PR #385, opened 2026-01-05
feat!: change early-exit to allow individual triggers

### LINKED ISSUE #152: Early Exit only on enter action
I have two workflows when it comes to taking screenshots. I want to:

1. Hit enter and close `satty` and save the file to `~/Pictures/Screenshots/$timestamp.png` (which is done)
++++++
**INSTRUCTIONS FOR THE TASK**. Where a line of the listing holds the string "enter", copy that line.

**RESULT**.
### LINKED ISSUE #152: Early Exit only on enter action
1. Hit enter and close `satty` and save the file to `~/Pictures/Screenshots/$timestamp.png` (which is done)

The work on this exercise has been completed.